── SUPPLIED INFORMATION
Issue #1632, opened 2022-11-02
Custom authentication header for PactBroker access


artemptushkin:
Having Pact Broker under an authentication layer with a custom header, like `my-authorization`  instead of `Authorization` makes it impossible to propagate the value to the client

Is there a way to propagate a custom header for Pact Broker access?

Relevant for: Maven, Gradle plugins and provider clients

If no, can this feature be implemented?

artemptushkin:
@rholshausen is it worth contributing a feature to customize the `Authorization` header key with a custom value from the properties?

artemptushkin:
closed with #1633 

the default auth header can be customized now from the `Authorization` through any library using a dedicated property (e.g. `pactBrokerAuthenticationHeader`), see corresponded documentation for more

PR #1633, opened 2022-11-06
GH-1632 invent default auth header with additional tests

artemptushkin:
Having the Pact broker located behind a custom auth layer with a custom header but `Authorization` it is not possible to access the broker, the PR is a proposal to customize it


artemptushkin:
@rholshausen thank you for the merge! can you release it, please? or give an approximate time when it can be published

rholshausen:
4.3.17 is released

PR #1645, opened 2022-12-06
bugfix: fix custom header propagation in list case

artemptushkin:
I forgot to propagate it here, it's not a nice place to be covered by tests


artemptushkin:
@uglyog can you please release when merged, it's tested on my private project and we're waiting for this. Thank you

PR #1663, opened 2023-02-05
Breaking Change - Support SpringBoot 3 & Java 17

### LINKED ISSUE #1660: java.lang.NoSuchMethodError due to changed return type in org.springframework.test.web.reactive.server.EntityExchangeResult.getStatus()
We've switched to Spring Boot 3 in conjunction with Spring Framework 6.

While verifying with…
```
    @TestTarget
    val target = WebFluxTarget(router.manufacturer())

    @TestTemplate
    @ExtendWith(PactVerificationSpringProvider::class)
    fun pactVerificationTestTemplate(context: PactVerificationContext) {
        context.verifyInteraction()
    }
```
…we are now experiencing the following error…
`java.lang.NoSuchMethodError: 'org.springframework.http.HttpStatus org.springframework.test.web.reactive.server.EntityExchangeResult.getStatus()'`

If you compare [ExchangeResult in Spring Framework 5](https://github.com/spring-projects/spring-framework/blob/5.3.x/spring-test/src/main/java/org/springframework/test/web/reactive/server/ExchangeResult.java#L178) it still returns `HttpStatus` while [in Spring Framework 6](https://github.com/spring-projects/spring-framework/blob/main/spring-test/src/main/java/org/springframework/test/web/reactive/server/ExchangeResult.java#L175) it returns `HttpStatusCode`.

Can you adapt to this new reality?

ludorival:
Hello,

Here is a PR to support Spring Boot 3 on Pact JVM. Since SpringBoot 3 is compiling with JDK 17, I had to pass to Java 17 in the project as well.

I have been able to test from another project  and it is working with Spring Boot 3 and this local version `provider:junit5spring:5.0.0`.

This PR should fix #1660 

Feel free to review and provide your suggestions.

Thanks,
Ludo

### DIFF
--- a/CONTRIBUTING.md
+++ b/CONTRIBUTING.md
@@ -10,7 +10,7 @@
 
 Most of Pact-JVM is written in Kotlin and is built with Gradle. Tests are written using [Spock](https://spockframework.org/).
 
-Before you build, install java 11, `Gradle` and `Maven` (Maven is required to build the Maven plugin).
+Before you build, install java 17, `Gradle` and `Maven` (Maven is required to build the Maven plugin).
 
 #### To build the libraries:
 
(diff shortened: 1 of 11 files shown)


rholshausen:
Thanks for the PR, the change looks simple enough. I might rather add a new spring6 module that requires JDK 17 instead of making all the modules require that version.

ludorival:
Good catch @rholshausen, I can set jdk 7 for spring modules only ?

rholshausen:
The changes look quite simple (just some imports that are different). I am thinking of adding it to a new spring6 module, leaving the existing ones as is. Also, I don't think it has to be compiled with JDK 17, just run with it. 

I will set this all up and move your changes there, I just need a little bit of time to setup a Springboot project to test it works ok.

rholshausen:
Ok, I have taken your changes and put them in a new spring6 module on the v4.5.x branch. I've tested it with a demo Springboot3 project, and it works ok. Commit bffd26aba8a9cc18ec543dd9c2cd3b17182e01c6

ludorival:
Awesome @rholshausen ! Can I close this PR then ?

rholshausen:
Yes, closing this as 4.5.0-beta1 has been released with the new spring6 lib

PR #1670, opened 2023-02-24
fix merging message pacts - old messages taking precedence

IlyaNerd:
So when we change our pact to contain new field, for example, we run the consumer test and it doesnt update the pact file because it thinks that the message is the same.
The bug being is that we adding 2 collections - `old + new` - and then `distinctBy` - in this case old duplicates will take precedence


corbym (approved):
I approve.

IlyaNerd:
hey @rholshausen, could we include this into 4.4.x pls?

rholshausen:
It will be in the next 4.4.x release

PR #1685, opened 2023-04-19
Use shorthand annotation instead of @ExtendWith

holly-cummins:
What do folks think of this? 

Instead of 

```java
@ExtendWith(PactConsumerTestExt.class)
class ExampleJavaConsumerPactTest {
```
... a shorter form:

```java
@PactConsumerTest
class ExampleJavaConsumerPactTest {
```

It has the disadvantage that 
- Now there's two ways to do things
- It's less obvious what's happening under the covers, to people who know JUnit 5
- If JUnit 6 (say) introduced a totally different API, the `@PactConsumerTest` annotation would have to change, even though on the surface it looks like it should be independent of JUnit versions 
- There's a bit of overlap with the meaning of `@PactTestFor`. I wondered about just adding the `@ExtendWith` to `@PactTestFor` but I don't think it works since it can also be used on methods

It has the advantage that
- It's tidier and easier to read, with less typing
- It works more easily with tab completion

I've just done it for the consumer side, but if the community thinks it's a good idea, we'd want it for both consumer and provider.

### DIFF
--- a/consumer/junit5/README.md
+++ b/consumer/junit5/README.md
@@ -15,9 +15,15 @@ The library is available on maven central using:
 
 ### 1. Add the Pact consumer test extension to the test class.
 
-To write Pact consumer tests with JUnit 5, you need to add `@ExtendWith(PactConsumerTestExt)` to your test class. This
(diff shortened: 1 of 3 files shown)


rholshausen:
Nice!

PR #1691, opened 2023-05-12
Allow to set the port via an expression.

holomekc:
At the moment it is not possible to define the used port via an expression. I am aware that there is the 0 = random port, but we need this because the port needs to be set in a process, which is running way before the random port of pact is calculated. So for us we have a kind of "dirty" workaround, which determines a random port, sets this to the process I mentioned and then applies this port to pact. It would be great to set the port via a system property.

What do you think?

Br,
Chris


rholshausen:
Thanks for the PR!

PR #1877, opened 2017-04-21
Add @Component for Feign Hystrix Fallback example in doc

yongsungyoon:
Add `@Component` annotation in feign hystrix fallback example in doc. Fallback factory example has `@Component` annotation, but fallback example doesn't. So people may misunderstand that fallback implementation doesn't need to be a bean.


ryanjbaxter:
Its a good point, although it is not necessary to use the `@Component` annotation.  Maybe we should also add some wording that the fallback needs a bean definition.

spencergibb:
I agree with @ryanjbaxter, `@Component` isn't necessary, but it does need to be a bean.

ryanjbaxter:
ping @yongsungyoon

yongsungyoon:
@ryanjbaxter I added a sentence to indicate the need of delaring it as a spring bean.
────
── SUPPLIED INFORMATION
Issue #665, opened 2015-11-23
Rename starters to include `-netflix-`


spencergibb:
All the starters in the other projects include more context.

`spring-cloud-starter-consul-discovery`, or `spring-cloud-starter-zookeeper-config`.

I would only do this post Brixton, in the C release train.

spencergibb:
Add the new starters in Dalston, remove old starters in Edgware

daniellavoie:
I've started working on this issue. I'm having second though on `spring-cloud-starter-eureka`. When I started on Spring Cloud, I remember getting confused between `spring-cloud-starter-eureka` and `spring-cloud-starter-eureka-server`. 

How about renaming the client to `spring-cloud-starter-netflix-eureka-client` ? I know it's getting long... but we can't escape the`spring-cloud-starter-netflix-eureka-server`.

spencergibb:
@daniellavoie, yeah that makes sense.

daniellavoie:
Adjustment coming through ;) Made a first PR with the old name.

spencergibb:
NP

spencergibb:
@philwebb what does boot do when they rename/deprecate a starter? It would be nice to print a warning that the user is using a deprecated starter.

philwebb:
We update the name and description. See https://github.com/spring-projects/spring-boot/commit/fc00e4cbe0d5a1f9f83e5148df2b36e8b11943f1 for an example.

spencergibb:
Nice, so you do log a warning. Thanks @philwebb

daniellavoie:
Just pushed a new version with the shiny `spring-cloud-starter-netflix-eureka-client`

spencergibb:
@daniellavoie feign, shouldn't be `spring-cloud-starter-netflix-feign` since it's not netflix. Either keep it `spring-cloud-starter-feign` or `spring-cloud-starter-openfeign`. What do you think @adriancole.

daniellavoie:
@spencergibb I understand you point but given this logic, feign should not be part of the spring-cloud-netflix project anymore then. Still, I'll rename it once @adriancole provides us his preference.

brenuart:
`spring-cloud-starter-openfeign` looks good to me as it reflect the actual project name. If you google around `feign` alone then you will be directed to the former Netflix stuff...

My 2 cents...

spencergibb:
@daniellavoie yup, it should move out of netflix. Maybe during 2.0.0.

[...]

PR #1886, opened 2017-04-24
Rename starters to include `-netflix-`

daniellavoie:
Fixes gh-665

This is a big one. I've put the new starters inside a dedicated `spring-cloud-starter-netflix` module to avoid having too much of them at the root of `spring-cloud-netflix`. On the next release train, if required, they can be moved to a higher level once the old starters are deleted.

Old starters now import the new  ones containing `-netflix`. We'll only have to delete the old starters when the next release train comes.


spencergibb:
────
** WHAT THE TASK REQUIRES **
Check the lines above for the word "opened" and give the number of lines where it appears, with no other text.

** RESPONSE AREA **
10